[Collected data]
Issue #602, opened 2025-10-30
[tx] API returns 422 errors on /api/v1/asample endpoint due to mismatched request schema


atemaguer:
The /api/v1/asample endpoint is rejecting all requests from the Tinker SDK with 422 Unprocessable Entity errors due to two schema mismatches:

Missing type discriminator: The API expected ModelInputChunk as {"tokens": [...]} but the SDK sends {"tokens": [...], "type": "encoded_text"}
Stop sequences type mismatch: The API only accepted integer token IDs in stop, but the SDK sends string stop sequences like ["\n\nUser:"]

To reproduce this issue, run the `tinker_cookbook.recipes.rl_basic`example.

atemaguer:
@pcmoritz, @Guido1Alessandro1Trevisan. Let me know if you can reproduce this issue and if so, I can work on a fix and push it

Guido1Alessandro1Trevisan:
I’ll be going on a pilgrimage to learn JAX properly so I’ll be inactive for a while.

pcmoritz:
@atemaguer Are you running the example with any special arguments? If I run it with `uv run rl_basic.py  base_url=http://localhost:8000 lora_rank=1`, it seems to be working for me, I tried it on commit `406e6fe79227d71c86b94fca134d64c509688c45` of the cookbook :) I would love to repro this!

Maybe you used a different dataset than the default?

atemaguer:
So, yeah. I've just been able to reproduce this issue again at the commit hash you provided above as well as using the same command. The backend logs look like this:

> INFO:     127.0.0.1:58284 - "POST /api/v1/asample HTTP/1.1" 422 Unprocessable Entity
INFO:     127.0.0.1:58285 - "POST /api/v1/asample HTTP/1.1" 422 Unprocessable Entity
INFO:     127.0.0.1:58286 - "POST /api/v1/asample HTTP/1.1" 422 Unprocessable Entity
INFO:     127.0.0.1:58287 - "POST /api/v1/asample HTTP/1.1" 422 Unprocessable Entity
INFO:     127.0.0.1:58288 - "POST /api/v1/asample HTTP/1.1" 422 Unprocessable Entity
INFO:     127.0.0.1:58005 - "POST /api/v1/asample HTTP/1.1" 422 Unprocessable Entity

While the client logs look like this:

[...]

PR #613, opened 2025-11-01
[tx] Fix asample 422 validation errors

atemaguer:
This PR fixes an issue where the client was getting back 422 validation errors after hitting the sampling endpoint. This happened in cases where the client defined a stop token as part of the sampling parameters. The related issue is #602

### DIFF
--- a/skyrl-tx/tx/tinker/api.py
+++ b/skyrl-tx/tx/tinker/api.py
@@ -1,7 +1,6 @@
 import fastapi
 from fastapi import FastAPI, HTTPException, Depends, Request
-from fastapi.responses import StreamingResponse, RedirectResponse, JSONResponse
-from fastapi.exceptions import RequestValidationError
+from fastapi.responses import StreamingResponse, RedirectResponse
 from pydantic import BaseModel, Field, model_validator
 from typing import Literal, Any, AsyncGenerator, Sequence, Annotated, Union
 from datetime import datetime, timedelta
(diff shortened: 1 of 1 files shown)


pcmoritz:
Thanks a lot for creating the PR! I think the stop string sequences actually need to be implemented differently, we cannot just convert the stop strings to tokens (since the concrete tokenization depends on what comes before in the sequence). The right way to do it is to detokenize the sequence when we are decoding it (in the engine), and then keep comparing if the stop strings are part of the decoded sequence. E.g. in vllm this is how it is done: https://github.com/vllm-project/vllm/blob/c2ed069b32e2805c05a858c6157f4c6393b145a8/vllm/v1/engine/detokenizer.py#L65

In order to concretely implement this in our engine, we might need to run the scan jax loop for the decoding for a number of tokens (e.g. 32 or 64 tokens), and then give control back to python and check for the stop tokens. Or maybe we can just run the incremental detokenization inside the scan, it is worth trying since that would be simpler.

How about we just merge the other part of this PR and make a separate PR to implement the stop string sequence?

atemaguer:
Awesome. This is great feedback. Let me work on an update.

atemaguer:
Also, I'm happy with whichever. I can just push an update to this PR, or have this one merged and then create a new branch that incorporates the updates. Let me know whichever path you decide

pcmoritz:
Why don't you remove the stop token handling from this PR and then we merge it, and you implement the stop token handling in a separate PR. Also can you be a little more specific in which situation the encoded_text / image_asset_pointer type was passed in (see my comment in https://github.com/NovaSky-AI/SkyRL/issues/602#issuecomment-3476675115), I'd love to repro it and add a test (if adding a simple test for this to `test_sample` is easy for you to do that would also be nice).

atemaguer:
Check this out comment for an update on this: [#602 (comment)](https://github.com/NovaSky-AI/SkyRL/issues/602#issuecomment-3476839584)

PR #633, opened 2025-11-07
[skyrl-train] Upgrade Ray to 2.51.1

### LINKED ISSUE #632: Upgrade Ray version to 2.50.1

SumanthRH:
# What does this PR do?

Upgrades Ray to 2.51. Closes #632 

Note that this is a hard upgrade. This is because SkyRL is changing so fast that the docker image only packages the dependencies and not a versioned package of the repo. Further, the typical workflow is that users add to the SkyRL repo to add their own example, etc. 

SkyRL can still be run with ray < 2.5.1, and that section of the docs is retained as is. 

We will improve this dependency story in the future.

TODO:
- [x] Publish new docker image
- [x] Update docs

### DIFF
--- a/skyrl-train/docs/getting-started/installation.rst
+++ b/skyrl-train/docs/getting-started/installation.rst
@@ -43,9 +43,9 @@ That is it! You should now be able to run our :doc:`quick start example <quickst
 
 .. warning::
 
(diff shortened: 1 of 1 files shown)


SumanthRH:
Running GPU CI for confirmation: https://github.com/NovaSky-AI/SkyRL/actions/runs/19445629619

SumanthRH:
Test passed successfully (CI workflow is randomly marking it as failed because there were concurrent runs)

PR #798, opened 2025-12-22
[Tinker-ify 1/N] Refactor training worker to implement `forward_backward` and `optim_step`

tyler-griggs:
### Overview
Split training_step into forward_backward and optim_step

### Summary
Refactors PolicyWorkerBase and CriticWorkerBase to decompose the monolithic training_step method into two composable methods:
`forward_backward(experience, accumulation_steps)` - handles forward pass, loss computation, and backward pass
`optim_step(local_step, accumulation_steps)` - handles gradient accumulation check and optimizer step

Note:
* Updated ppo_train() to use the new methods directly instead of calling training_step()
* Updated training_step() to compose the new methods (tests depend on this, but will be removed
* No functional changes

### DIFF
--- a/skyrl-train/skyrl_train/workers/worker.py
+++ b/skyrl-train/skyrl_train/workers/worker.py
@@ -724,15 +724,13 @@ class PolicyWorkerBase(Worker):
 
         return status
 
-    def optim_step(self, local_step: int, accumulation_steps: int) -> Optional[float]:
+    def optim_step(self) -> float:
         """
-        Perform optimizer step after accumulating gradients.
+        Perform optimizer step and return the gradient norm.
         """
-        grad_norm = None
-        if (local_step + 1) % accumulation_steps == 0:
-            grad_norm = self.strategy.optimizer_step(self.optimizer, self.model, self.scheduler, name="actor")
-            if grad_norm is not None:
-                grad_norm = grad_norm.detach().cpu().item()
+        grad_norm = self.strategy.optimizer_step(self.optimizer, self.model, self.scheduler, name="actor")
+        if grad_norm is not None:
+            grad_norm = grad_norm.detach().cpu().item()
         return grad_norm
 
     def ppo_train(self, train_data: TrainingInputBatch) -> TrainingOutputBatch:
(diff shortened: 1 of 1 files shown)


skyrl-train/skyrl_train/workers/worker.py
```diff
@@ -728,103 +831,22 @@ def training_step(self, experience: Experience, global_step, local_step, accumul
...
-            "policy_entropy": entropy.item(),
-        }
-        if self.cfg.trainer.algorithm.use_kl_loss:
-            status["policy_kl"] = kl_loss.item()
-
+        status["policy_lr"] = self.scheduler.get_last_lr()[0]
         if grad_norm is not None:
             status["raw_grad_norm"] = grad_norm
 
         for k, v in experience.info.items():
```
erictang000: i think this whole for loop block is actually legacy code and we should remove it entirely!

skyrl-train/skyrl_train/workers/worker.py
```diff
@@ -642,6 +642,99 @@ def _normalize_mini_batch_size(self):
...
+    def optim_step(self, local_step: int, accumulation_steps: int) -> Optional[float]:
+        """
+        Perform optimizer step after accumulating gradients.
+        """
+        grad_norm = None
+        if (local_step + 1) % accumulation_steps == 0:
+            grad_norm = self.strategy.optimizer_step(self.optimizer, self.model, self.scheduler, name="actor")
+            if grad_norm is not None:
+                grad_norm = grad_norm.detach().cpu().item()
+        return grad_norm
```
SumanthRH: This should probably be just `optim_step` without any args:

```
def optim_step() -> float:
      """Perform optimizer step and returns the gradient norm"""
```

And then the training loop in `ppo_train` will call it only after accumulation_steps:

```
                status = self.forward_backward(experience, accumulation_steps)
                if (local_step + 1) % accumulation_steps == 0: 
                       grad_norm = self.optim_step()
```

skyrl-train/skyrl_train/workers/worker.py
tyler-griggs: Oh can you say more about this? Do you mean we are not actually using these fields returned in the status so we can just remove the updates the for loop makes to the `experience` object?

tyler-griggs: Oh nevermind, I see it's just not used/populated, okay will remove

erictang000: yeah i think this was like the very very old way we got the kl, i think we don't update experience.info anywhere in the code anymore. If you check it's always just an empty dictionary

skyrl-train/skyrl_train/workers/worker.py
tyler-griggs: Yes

**TO DO**
The output must consist solely of the lines from the first line of the records through the line containing "to repro this!", reproduced exactly.

**ANSWER TO THIS EXERCISE**
Issue #602, opened 2025-10-30
[tx] API returns 422 errors on /api/v1/asample endpoint due to mismatched request schema


atemaguer:
The /api/v1/asample endpoint is rejecting all requests from the Tinker SDK with 422 Unprocessable Entity errors due to two schema mismatches:

Missing type discriminator: The API expected ModelInputChunk as {"tokens": [...]} but the SDK sends {"tokens": [...], "type": "encoded_text"}
Stop sequences type mismatch: The API only accepted integer token IDs in stop, but the SDK sends string stop sequences like ["\n\nUser:"]

To reproduce this issue, run the `tinker_cookbook.recipes.rl_basic`example.

atemaguer:
@pcmoritz, @Guido1Alessandro1Trevisan. Let me know if you can reproduce this issue and if so, I can work on a fix and push it

Guido1Alessandro1Trevisan:
I’ll be going on a pilgrimage to learn JAX properly so I’ll be inactive for a while.

pcmoritz:
@atemaguer Are you running the example with any special arguments? If I run it with `uv run rl_basic.py  base_url=http://localhost:8000 lora_rank=1`, it seems to be working for me, I tried it on commit `406e6fe79227d71c86b94fca134d64c509688c45` of the cookbook :) I would love to repro this!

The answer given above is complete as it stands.